SUPPLIED DATA section start

PR #233, opened 2018-09-14
feat(FocusZone): Add embed mode for FocusZone and new Chat behavior

tomasiser:
# Add embed mode for FocusZone and new Chat behavior

Hi, this PR does the following:

- For `renderComponent` and `UIComponent`:
   - Introduced `FocusZoneMode.Embed`, in which case FocusZone is not wrapping the component in an additional `<div>`, but instead uses the component directly in `render`. This is necessary for some components (e.g., `ChatMessage`) not to break generic styling etc.
   - Added `protected` `this.focusZone` reference to `UIComponent` available in components, so they can e.g., call `this.focusZone.focus()`.
- For `FocusZone` directly:
   - Replaced `onFocusNotification` with a regular `onFocus` event callback to pass unit tests with embed.
   - Replaced `ref={this.setRef}` with `this.setRef(this)` in `componentDidMount` to support functional components, which is needed to pass unit tests with embed.
   - Changed `defaultActiveElement` to query only descendants of the focus zone instead of the whole document, which enables to write simpler selectors. Note that we do not lose any functionality by this, because selecting elements outside of focus zone had no effect.
- For unit tests:
   - `isConformant` and `handlesAccessibility` now support embedded FocusZone.
- For `Chat` and `ChatMessage`:
   - Added new action handlers: `focus` for `Chat`, and `preventDefault` for `ChatMessage`.
   - Added new behaviors: wrapped FocusZone for `Chat`, embedded FocusZone for `ChatMessage`.
   - Behaviors are available in 2 variations:
      - Default: use up/down arrow keys to navigate to previous/next chat message, use right arrow to focus inside a message (e.g., to focus links, buttons), use Tab to navigate through inside, use left arrow to return outside a message again.
      - EnterEsc: everything as in Default, except use Enter/Escape to focus inside/outside of chat message, and use arrow keys to navigate through inside a message.
- Adds `<a>` links to `Chat` example in docsite so that we can easily test navigation there.


src/components/Chat/Chat.tsx
```diff
@@ -6,6 +6,8 @@ import { childrenExist, customPropTypes, UIComponent } from '../../lib'
 import ChatMessage from './ChatMessage'
 import { ComponentVariablesInput, IComponentPartStylesInput } from '../../../types/theme'
 import { Extendable, ReactChildren, ItemShorthand } from '../../../types/utils'
+import { Accessibility, AccessibilityActionHandlers } from '../../lib/accessibility/interfaces'
+import ChatBehavior from '../../lib/accessibility/Behaviors/Chat/ChatBehavior'
 
 export interface IChatProps {
   as?: any
```
sophieH29, line 14: please, add ```accessibility?: Accessibility``` to IChatProps

src/components/Chat/ChatMessage.tsx
```diff
@@ -6,6 +6,8 @@ import { childrenExist, createShorthandFactory, customPropTypes, UIComponent } f
 import { ComponentVariablesInput, IComponentPartStylesInput } from '../../../types/theme'
 import { Extendable, ReactChildren, ItemShorthand } from '../../../types/utils'
 import Avatar from '../Avatar'
+import ChatMessageBehavior from '../../lib/accessibility/Behaviors/Chat/ChatMessageBehavior'
+import { Accessibility, AccessibilityActionHandlers } from '../../lib/accessibility/interfaces'
 
 export interface IChatMessageProps {
   as?: any
```
sophieH29, line 26: Same here, add ```accessibility?: Accessibility``` to ```IChatMessageProps```

src/lib/UIComponent.tsx
```diff
@@ -38,10 +41,15 @@ class UIComponent<P, S> extends React.Component<P, S> {
...
         actionHandlers: this.actionHandlers,
+        focusZoneRef: this.setFocusZoneRef,
       },
       this.renderComponent,
     )
   }
+
+  private setFocusZoneRef(focusZone: IFocusZone) {
+    this.focusZone = focusZone
+  }
```
sophieH29, line 51: I think you can do 
```js
const setFocusZoneRef = (focusZone: IFocusZone) => this.focusZone = focusZone
```
So you wouldn't need to make binding in the constructor. 
But it's not necessary to make changes, you can leave as it is

src/lib/accessibility/Behaviors/Chat/ChatBehavior.ts
```diff
@@ -0,0 +1,31 @@
+import { Accessibility, FocusZoneMode } from '../../interfaces'
+import * as keyboardKey from 'keyboard-key'
+import { FocusZoneDirection } from '../../FocusZone'
+
+const CHAT_FOCUSZONE_ATTRIBUTE = 'chat-focuszone'
+
+const ChatBehavior: Accessibility = {
```
sophieH29, line 13: Please, add description to behavior as we're having in others behaviors :)

src/components/Chat/ChatMessage.tsx
```diff
@@ -62,18 +68,35 @@ class ChatMessage extends UIComponent<Extendable<IChatMessageProps>, any> {
...
   static defaultProps = {
+    accessibility: ChatMessageBehavior as Accessibility,
     as: 'li',
   }
 
-  renderComponent({ ElementType, classes, rest, styles }) {
+  actionHandlers: AccessibilityActionHandlers = {
+    preventDefault: event => {
+      event.preventDefault()
+    },
```
sophieH29, line 102: Having concerns regarding such action as it doesn't do some meaningful action. Is there any other way to avoid it here, and use it in event callback handlers?

src/lib/accessibility/FocusZone/FocusZone.tsx
```diff
@@ -261,12 +265,13 @@ export class FocusZone extends React.Component<IFocusZoneProps> implements IFocu
     return false
   }
 
-  private _onFocus = (ev: React.FocusEvent<HTMLElement>): void => {
-    const { onActiveElementChanged, stopFocusPropagation, onFocusNotification } = this.props
+  private setRef(elem) {
```
miroslavstastny: If you use an arrow function for setRef (see `_onFocus` bellow), you don't need to `bind` it in ctor.
I vote for arrow function which is more obvious when you read the function + it is consistent with the rest of the class.

src/lib/accessibility/FocusZone/FocusZone.tsx
```diff
@@ -290,6 +295,8 @@ export class FocusZone extends React.Component<IFocusZoneProps> implements IFocu
     if (stopFocusPropagation) {
       ev.stopPropagation()
     }
+
+    _.invoke(this.props, 'onFocus', ev)
```
miroslavstastny, line 302: Why have you moved this from the top of the function to the bottom?

src/lib/accessibility/Behaviors/Chat/ChatBehavior.ts
```diff
@@ -0,0 +1,31 @@
...
+    root: {
+      role: 'presentation',
+    },
+  },
+  focusZone: {
+    mode: FocusZoneMode.Wrap,
+    props: {
+      shouldEnterInnerZone: event => keyboardKey.getCode(event) === keyboardKey.ArrowRight,
+      direction: FocusZoneDirection.vertical,
+      defaultActiveElement: `[${CHAT_FOCUSZONE_ATTRIBUTE}] > * > *:last-child`, // select last chat message by default
```
miroslavstastny: Whenever a chat is rendered, focus is set to it's last element.
That means that playing with chat in docsite is hardly usable.
Plus is this the behavior we want in the real app?

src/lib/accessibility/Behaviors/Chat/ChatBehavior.ts
```diff
@@ -0,0 +1,31 @@
...
+      [CHAT_FOCUSZONE_ATTRIBUTE]: '', // allows querying the default active element
+    },
+  },
+  keyActions: {
+    root: {
+      focus: {
```
miroslavstastny, line 30: Is this ever used as a `focus` action? Or is it more something like `regainFocus`?

src/components/Chat/Chat.tsx
```diff
@@ -39,17 +44,38 @@ class Chat extends UIComponent<Extendable<IChatProps>, any> {
...
 
   static Message = ChatMessage
 
-  renderComponent({ ElementType, classes, rest }) {
+  actionHandlers: AccessibilityActionHandlers = {
+    focus: event => {
+      if (this.focusZone) {
+        this.focusZone.focus()
+      }
+    },
```
sophieH29: nit, can be one line 
```js
focus: event => this.focusZone && this.focusZone.focus()
```

src/lib/accessibility/FocusZone/FocusZone.tsx
tomasiser: Good point. I did this because I changed the meaning of this callback to conform to unit tests. The event should now behave as a transparent `onFocus` callback, i.e., you can do `<FocusZone onFocus={...}>...</FocusZone>` and in that case, I personally expect the callback to be called *after* the component itself handles the callback. This is quite similar to bubbling in a sense that the event is first handled inside, then it goes outwards.

We can discuss this offline if you want.

src/components/Chat/ChatMessage.tsx
tomasiser: I added comments explaining why we use `preventDefault` in this case. Apart from that, I could not come up with a better place for this. @jurokapsiar agrees we can keep this.

src/lib/accessibility/Behaviors/Chat/ChatBehavior.ts
tomasiser: It is used when you want to unfocus a message and focus the whole list again, so Juraj and I think that `focus` is an appropriate action name as the only thing it does is it literally focuses the chat. :)

src/lib/accessibility/FocusZone/FocusZone.tsx
miroslavstastny: Makes sense. I just would like to be consistent. Currently, `Portal`, `Input`, maybe others call `onXXX()` before `trySetState`, but that's out of scope of this PR.

miroslavstastny (approved):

SUPPLIED DATA section end

Extract the first line above and each line after it up to and including the one with "- Behaviors are", please, exactly and with nothing else.

PR #233, opened 2018-09-14
feat(FocusZone): Add embed mode for FocusZone and new Chat behavior

tomasiser:
# Add embed mode for FocusZone and new Chat behavior

Hi, this PR does the following:

- For `renderComponent` and `UIComponent`:
   - Introduced `FocusZoneMode.Embed`, in which case FocusZone is not wrapping the component in an additional `<div>`, but instead uses the component directly in `render`. This is necessary for some components (e.g., `ChatMessage`) not to break generic styling etc.
   - Added `protected` `this.focusZone` reference to `UIComponent` available in components, so they can e.g., call `this.focusZone.focus()`.
- For `FocusZone` directly:
   - Replaced `onFocusNotification` with a regular `onFocus` event callback to pass unit tests with embed.
   - Replaced `ref={this.setRef}` with `this.setRef(this)` in `componentDidMount` to support functional components, which is needed to pass unit tests with embed.
   - Changed `defaultActiveElement` to query only descendants of the focus zone instead of the whole document, which enables to write simpler selectors. Note that we do not lose any functionality by this, because selecting elements outside of focus zone had no effect.
- For unit tests:
   - `isConformant` and `handlesAccessibility` now support embedded FocusZone.
- For `Chat` and `ChatMessage`:
   - Added new action handlers: `focus` for `Chat`, and `preventDefault` for `ChatMessage`.
   - Added new behaviors: wrapped FocusZone for `Chat`, embedded FocusZone for `ChatMessage`.
   - Behaviors are available in 2 variations:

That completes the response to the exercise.